The moment the page of the Scarboro Foreign Mission calendar was flipped to “March” it was time for us to start bugging Mom about putting our brown, winter galoshes away and replace them with the black rubber wellingtons. Rubber boots were as much a must as they were a fashion statement. Like a lot of kids in the neighbourhood, the fashion forward choice was to roll the top of the boots down, thereby making a cuff of sorts. I went once step further and rather than fight with the stiff black rubber boot I managed to cut about five inches off the top of my wellies. No rolling down was necessary and the boots were, in my youthful estimation, “a hundred times easier to put on. A kid didn’t have a lot of time to get outside to the gloriously muddy roads and fields where adventures were calling. Not buttoning your jacket and having mud-boots you could easily jump into as you ran out to the land of soakers were time-savers. Mud pie making awaited. Now that March 2024 is just a few days away, I feel the same urge to get outside and stomp in a bit of muck. If you know me, and you don’t, you know I’d be stomping through the soggy yard to see how the “return to the wild of the back forty” project was going.

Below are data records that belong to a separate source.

PR #196, opened 2021-07-10
add "unknown" as a possible access value

natfoot:
After a conversation at STOM about access keys and the need for unknown to be added as a preset in ID. 
https://wiki.openstreetmap.org/wiki/Key:access

### DIFF
--- a/data/fields/access.json
+++ b/data/fields/access.json
@@ -21,6 +21,10 @@
                 "title": "Prohibited",
                 "description": "Access not allowed to the general public"
             },
+             "unknown": {
+                "title": "Unknown",
+                "description": "Access are unknown or unclear; or access could be restricted"
+            },
             "permissive": {
                 "title": "Permissive",
                 "description": "Access allowed until such time as the owner revokes the permission"


mbrzakovic:
@natfoot are you referring to [sotm](https://2021.stateofthemap.org/)*? :)
Could you please share some highlights/links on this topic, I'd prefer if some additional information was provided before moving forward with this.

Here is some of the intel that I am able to pick-up:
https://wiki.openstreetmap.org/wiki/Tag:access%3Dunknown (current status: unspecified)
Some discussion in [wiki history (subject: access=unknown ....)](https://wiki.openstreetmap.org/wiki/Talk:Key:access)
[Josm access preset](https://josm.openstreetmap.de/browser/trunk/resources/data/defaultpresets.xml#L243) (currently does not include unknown).

From these I am deriving that although the tag is being used, it still hasn't been accepted like the rest of the values in access.json

matkoniecz:
>  https://wiki.openstreetmap.org/wiki/Tag:access%3Dunknown (current status: unspecified)

I edited it to "de facto" what I consider to be actual consensus about this tag ( https://wiki.openstreetmap.org/w/index.php?title=Tag:access%3Dunknown&action=history ). Not sure why I initially missed this when I created this page.

(as usual, edits are welcome if some OSM Wiki page is wrong or missing some info)

matkoniecz:
I created https://josm.openstreetmap.de/ticket/21705 "Add access=unknown to presets"

PR #174, opened 2021-05-30
Add translating info

peternewman:

PR #200, opened 2021-07-22
Add information on translating to readme

westnordost:
This should be helpful information.


ireun:
Kind of a duplicate of #174

westnordost:
Right, true. I think though it is better to have this as a full sentence.

PR #209, opened 2021-08-02
Update abandoned.json

ZEE6de:
Change name from Abandoned to Demolished, because "abandoned" railway would be railway=disused, to prevent confusion.

### DIFF
--- a/data/presets/railway/abandoned.json
+++ b/data/presets/railway/abandoned.json
@@ -19,8 +19,12 @@
     "terms": [
         "abandoned railroad",
         "former train tracks",
-        "train right-of-way"
+        "train right-of-way",
+        "demolished railway",
+        "former railway",
+        "railbed",
+        "
     ],
     "matchScore": 0.85,
-    "name": "Abandoned Railway"
+    "name": "Demolished Railway"
 }


mbrzakovic:
I understand that the current naming conventions are not most intuitive for this situation. Here is how I am perceiving some of these informations ([disused](https://wiki.openstreetmap.org/wiki/Tag:railway%3Ddisused), [abandoned](https://wiki.openstreetmap.org/wiki/Tag:railway%3Dabandoned), [demolished](https://wiki.openstreetmap.org/wiki/Demolished_Railway)):
- If there is a track and some infrastructure, but the rail is not used, label as disused - as in: not currently used but there is a possibility to restore it with not much effort and use it in future
- If there is no track but some infrastructure (sleepers, signals etc.) label as abandoned - as in: permanently abandoned, it would take substantial effort to restore it
- If there are no tracks and very limited amount or no infrastructure, then it goes in the demolished category and by [mapping what's on the ground principal](https://wiki.openstreetmap.org/wiki/Good_practice#Map_what.27s_on_the_ground) should be strongly considered not mapping this as well.

Unfortunately, I don't think that changing the name from Abandoned to Demolished would be inline with abovementioned documentation, it could only cause some further confusion by having the different preset name and railway: tag value.

PR #210, opened 2021-08-05
Update warehouse.json

ZEE6de:
add website key

### DIFF
--- a/data/presets/building/warehouse.json
+++ b/data/presets/building/warehouse.json
@@ -2,6 +2,7 @@
     "icon": "maki-warehouse",
     "fields": [
         "{building}",
+        "website",
         "phone"
     ],
     "geometry": [


data/presets/building/warehouse.json
```diff
@@ -2,6 +2,7 @@
     "icon": "maki-warehouse",
     "fields": [
         "{building}",
+        "website",
```
mbrzakovic, line 5: [Some statistics](https://taginfo.openstreetmap.org/tags/building=warehouse#combinations) are showing that website and phone are rarely used in this scenario, which is why I would recommend placing these in [moreFields](https://github.com/ideditor/schema-builder#fieldsmorefields)

mbrzakovic (changes requested):

tyrasd:
closing. a warehouse by itself typically does not have a website. The few cases where the co-tagging occurs are typically from POIs which are mapped on the same object as the building tag (often POIs of the touristic, art, shop or similar kind).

The wilding of our backyard began last spring. I marked-off a section of the yard and then lawn care stopped. Without much in the way of research, I figured nature didn’t need to be nurtured. I sowed a bag of wildflower seeds, relocated a few plants from other parts of the property and assumed I’d wake up to a scene from a Disney movie. I expected the back corner of our property to become a meadow of wild flowers overnight, or at least within ninety days. A person can dream. Apparently it is a dream to think nature is something a person can push or prod into place. The ungardening would take far more planning than just a conscious un-mowing. Hmmm. I wanted to create a space where birds and butterflies could hang out. I may have been having a moment when I made the decision to re-wild. We’ve been here close to forty years and for most of those years “wild” was the last thing I wanted. I wanted my yard to be tame and green. All of the little flower beds would be orderly and magazine-worthy. As it turned out, I’m not an orderly or tame kinda gal. I’m a mud puddle with cut-off black wellingtons kinda gal who looks forward to the slow, and beautiful process of wilding of my backyard.
By the way, I do have a pair of cut-off black wellingtons.